Пересмотр игр ума ради усиленного эффекта может быть более или менее простительным; и там, где первичная цель — развлечь и никакая жизненная струна не затронута, сведение деталей к понятной и впечатляющей форме, возможно, является благом для публики, которая могла бы не оценить рассказ в немолотом и неполированном виде. Существует так много опасностей и недостатков, сопутствующих устной доставке; и редактор, в конце концов, стоит по отношению к юмористу в параллельном отношении к тому, которое репортер занимает по отношению к парламентским процедурам. Он не передает их точно так, как получил из уст спикеров, но так, как последние дали бы их, если бы имели возможность исправить корректуры. Это фактически сводится к расширению авторитета литературы над неписаным материалом. Субстанция и количество сохранены, как жидкость, налитая из кружки в блюдце; но составные части поменялись местами, и запись составлена и напечатана для будущего использования джентльменом, который считает, что он лучший судья вашего смысла, чем вы сами.
До сих пор все хорошо. Но мы инстинктивно переходим отсюда к рассмотрению другого, но родственного вопроса — о частой привычке рассказчиков, по той или иной причине, положительно вмешиваться в текст изречения и фальсифицировать смысл.
Ибо ваш специальный художник имеет дело отнюдь не только с несущественными деталями или даже только с второстепенными аксессуарами. Он считает, что его лицензия распространяется на то, чтобы найти вам нового героя — того, возможно, кто никогда, в своем самом пророческом настроении, не мог бы осмелиться представить себя в такой ситуации или в такой компании.

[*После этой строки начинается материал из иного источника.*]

PR #373, opened 2021-03-31
feat(examples): Demonstrate how to send an email alarm when EFS burst credits below a threshold

ddneilson:
When EFS is deployed in bursting throughput mode it will consume credits whenever throughput is
greater than a baseline throughput dictated by the amount of data stored in EFS. If the average
throughput over time is greater than the baseline, then burst credits will continuously decrease
until they eventually run out.

This adds to the Basic example some CDK code that demonstrates the good practice of setting up
an email alarm when the available burst credits drops below some thresholds; giving the operator
time to increase the amount of data stored on the EFS to increase baseline throughput.

Bonus: Fixes some math errors in the PadEfsStorage lambda function.

### Testing

1. Deployed the Basic Typescript app up to the ServiceTier. Checked Lambda logs to ensure that the files are writing via the padder.
2. Deployed a modified version of (1) with different thresholds and then used the RCS container host to write files to the EFS until I breached threshold. Email alarm was received.
3. cdk synth of the Python example modifications.

----

*By submitting this pull request, I confirm that my contribution is made under the terms of the Apache-2.0 license*

PR #381, opened 2021-04-05
fix(examples): make alarm email optional and add README instructions

jusiskin:
## Problem

#373 added code in the AWS-All-in-Basic example to allow configuring an email address to which operational alarm notifications are sent. The intention was to have this optional and when not specified, no alarms would be configured. In the TypeScript version of the example, this was not made optional and anyone using it would need to  modify the code. This new configuration setting was not documented in the `README.md` files.

## Solution

*   Made the property optional in the TypeScript example
*   Added a step to both the Python and TypeScript `README.md` to optionally populate this configuration setting

----


ddneilson (approved):
Thanks for filling the gap that I left behind, Josh.

jericht (approved):

PR #389, opened 2021-04-13
test(integ): add test for RCS process owner

jusiskin:
## Problem

The RFDK integration tests does not have any coverage for the owning user of the process that the Deadline RCS runs as within the ECS task container. This means that we have no assurance that RFDK follows the principle of least-privilege with respect to the process permissions within these containers.

## Solution

Add a test that checks the OS user of the RCS process running within the ECS task containers deployed by RFDK's `RenderQueue` construct. The Deadline RCS already reports it's process' user to Deadline's database. This tests relies on:

```
deadlinecommand GetProxyServerInfos
```

which returns this information as reported by the RCS.

## Testing

Ran the integration tests and confirmed that the new test was run and passed:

Иногда случается, что в сравнительно поздней дешевой книжке мы обнаруживаем переработку древней легенды.
В Глазго в 1700 году появилась небольшая грубо напечатанная брошюра под названием «Новая жена из Бата», в которой нас просят поверить, что текст «гораздо лучше исправлен, расширен и скорректирован, чем он был ранее в старой неверной копии»; и нам далее говорят, что есть «добавление многих других вещей». Предисловие добавляет, что «папский или еретический» материал в прежней копии был опущен в этом втором издании, не оставляя ничего, что могло бы оскорбить мудрых и рассудительных, «не будучи воспринятым в буквальном смысле, но путем аллегории и мистики, что таким образом может назидать».